Here is the get_initial_state method:

    @override(ModelV2)
    def get_initial_state(self):  # -> List[np.ndarray]:
        """Get the initial recurrent state values for the model.

        Returns:
            List[np.ndarray]: List of np.array objects containing the initial
                hidden state of an RNN, if applicable.

        """
        h = [self.conv.weight.new(
                1, self.cell_size).zero_()]
        return h

And here is the view requirements:

example_network_factory_build_info = {
        'action_space': MultiDiscrete([15, 15,  6,  2]),
        'obs_space': Box(0.0, 255.0, (15, 15, 4), np.float64),
        'model_config': {'length': 15, 'width': 15, 'placements': 50},
        'num_outputs': sum([15, 15,  6,  2]),
        'name': 'pcgrl'
    }
adversary.view_requirements
Out[3]: {'obs': <ray.rllib.policy.view_requirement.ViewRequirement at 0x1c2f2a43a08>}
adversary.view_requirements['obs'].space
Out[4]: Box(0.0, 255.0, (15, 15, 4), float64)

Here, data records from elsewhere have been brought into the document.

Issue #948, opened 2025-08-25
Attestation Service


kevindeforth:
### Background

Contract changing state from Running --> Recovery --> Running might be missed by some nodes. Need a way to update participant set while in Running state. In that case, nodes will need to re-establish p2p connections and purge their assets to avoid timing out requests.

### User Story

As a node operator, I want my node to realize when the credentials of other nodes have changed and establish a new connection when required.

### Acceptance Criteria

A pytest with two nodes:
- submit (in the same block, if possible) the transaction initiating the recovery mode and the one resolving it.
- observe that both nodes remove their pre-computed assets.

PR #1032, opened 2025-09-04
feat: Improve asset cleanup behavior when entering running or resharing

### LINKED ISSUE #1020: Improve Asset Cleanup Behavior when entering running state
### Background

We call `delete_stale_triples_and_presignatures` when entering a running or a resharing state:

https://github.com/near/mpc/blob/b0cfd13f13fa5ed6411109f4a505925f5c0e3bf8/node/src/coordinator.rs#L386

That function deletes all assets (triples & pre-signatures) if the current epoch id differes from the epoch id stored in the database.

When I return: [self.conv.weight.new(1, self.cell_size).zero_().squeeze(0)] in the get_initial_state function, and remove the hacky batch fixing code, it results in an error: Input batch size 32 doesn't match hidden0 batch size 4

When I add back in the

        if not h_in.shape[0] == x.shape[0]:
            missing_h = self.conv.weight.new(x.shape[0] - h_in.shape[0], h_in.shape[1]).zero_()
            h_in = torch.vstack((h_in, missing_h))

and have the squeeze, it seems to run. But that still leaves my original question of: why is seq_len four 8s rather than thirty-two 1s since it seems that the batch size is determined by len(seq_len) rather than sum(seq_len)?